Angelo Cavalcante
A maldição

Na cerimônia em que fora conduzido à condição de professor emérito da Faculdade de Direito do Largo de São Francisco da Universidade de São Paulo, o atual ministro da Justiça, Ricardo Lewandowski, do alto de toda uma vida dedicada ao direito, contempla assustado, a ruína do mundo contemporâneo e, em sua despedida, clama por espécie de novo renascimento com e a partir da CIÊNCIA.
Diz o ministro: "Só a ciência nos liberta desse ambiente de degradação e de extremismos".
O ministro acertou na forma, no conteúdo, na essência e na aparência.
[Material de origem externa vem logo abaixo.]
PR #444, opened 2024-08-02
Force AzureStorageFactory to specify blob public access

joelverhagen:
Before moving to the new Azure SDK, `AzureStorage` was tolerant of existing containers having a different public access level:
https://github.com/NuGet/ServerCommon/blob/f6781f41bb6ec921b8fe81cc05882fe0af7897f6/src/NuGet.Services.Storage/AzureStorage.cs#L53-L55

Because of this, the actual public blob access level on some containers (such as the one used for the Gallery.CredentialExpiration job) have drifted from Blob public access (i.e. becoming no public access). Because of the previous implementation, this was allowsed. `CreateIfNotExists` would return false because the container already existed and updating the public access level would not happen. With the current implementation based on the new SDK, the code tries to update the public access level every time. This fails when the storage account has public access disabled, causing related jobs to fail during startup.
https://github.com/NuGet/ServerCommon/blob/2ccce56c06eebf0759863ca2d68beaf18ebb3916/src/NuGet.Services.Storage/AzureStorage.cs#L51

The fix is to allow the caller to specify what public access level they really need. In the case of the Gallery.CredentialExpiration job, this will be set to `enablePublicAccess: false`.

This is a breaking change in the constructor but I believe it is better to be explicit about whether a container should be public or not.

List of jobs that use this:
- Gallery.CredentialExpiration, `enablePublicAccess: false`
- GitHubVulnerabilities2V3, `enablePublicAccess: true`
- GitHubVulnerabilities2Db, `enablePublicAccess: true`
- Stats.PostProcessReports
  - source storage, `enablePublicAccess: false`
  - work storage, `enablePublicAccess: false`
  - destination storage, `enablePublicAccess: true`
- Validation.PackageSigning.ProcessSignature, `enablePublicAccess: false`
- Validation.PackageSigning.ValidateCertificate, `enablePublicAccess: false`

### DIFF
--- a/src/NuGet.Services.Storage/AzureStorageFactory.cs
+++ b/src/NuGet.Services.Storage/AzureStorageFactory.cs
@@ -11,6 +11,7 @@ namespace NuGet.Services.Storage
     {
         BlobServiceClient _account;
         string _containerName;
+        private readonly bool _enablePublicAccess;
         string _path;
         private Uri _differentBaseAddress = null;
         private readonly ILogger<AzureStorage> _azureStorageLogger;
@@ -27,14 +28,15 @@ namespace NuGet.Services.Storage
         public AzureStorageFactory(
             BlobServiceClient account,
             string containerName,
+            bool enablePublicAccess,
             ILogger<AzureStorage> azureStorageLogger,
             string path = null,
             Uri baseAddress = null,
-            bool initializeContainer = true
-            )
+            bool initializeContainer = true)
         {
             _account = account;
             _containerName = containerName;
+            _enablePublicAccess = enablePublicAccess;
             _path = null;
             _azureStorageLogger = azureStorageLogger;
             _initializeContainer = initializeContainer;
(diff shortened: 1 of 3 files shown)


src/NuGet.Services.Storage/AzureStorageFactory.cs
```diff
@@ -27,14 +28,15 @@ public static string PrepareConnectionString(string connectionString)
         public AzureStorageFactory(
             BlobServiceClient account,
             string containerName,
+            bool enablePublicAccess,
```
ryuyu, line 31: This looks like it would be an API breaking change for those that are already consuming. Do you thnik it would be ok for us to put this closer to the end and give it a default value that falls back to the currently existing behaviour to minimize potential breaks for others?

ryuyu: Oops I see you made a comment about public/private access being explicit and you thought about this. I'm ok with your reasoning. Please ignore this comment.

ryuyu (approved):

src/NuGet.Services.Storage/AzureStorageFactory.cs
joelverhagen: This API is already "broken" (as in breaking change) due to Azure SDK change. I think this breaking change adds little additional work upon the current state.

joelverhagen: IMO it's a better shape now. Prior to my PR it was possible for private blob containers to become public all of a sudden since it was hard coded to public access = blob.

Nesse sentido, não pude não me lembrar da estupidez e do desconhecimento como principal estratégia da extrema direita brasileira para enganar e garantir legitimidade para suas pautas e recordei, por exemplo, do que acontece com a atualização do Imposto sobre Operações Financeiras (IOF), um imposto necessário para, mesmo que, de bem leve, tocar, mexer nas grandes fortunas dos capitalistas brasileiros e, reparem, de forma impressionante, desaprovada atualmente pela Câmara dos Deputados.
Repara...
Essa discussão já está superada porque é líquido e certo de que o Brasil tem sido por séculos a fio, uma notória usina de injustiças sociais, um multiprocessador de tudo quanto é perversão e iniquidade social.
A miséria ronda todas – TODAS – as paragens brasileiras; não há cidade, província ou distrito brasileiro que não apresente doses fortes de pobreza, miséria e muito desamparo social.
É claro que algumas regiões possuem situações mais dramáticas do que outras, que em certas partes, por exemplo, do norte-nordeste a vida é mais difícil do que em outras bandas do centro-sul mas, fato é que, em maior ou menor intensidade, o crime de lesa-pátria da miséria é um colosso ativo e espraiado por todo o território nacional.
O IDH brasileiro, mesmo com evidentes melhoras no quadro nacional, ainda se situa em índices e quocientes subsaarianos; nos comparamos com o Burundi, Mauritânia ou Serra Leoa; no plano latino-americano vencemos apenas o Haiti, Honduras e o incensado El Salvador.
Afora miúdos grupos de países, somos uma lástima continental a reprimir pela fome, por serviços públicos horrendos ou pela violência policial típica, massas densas e descontroladas de apartados sociais.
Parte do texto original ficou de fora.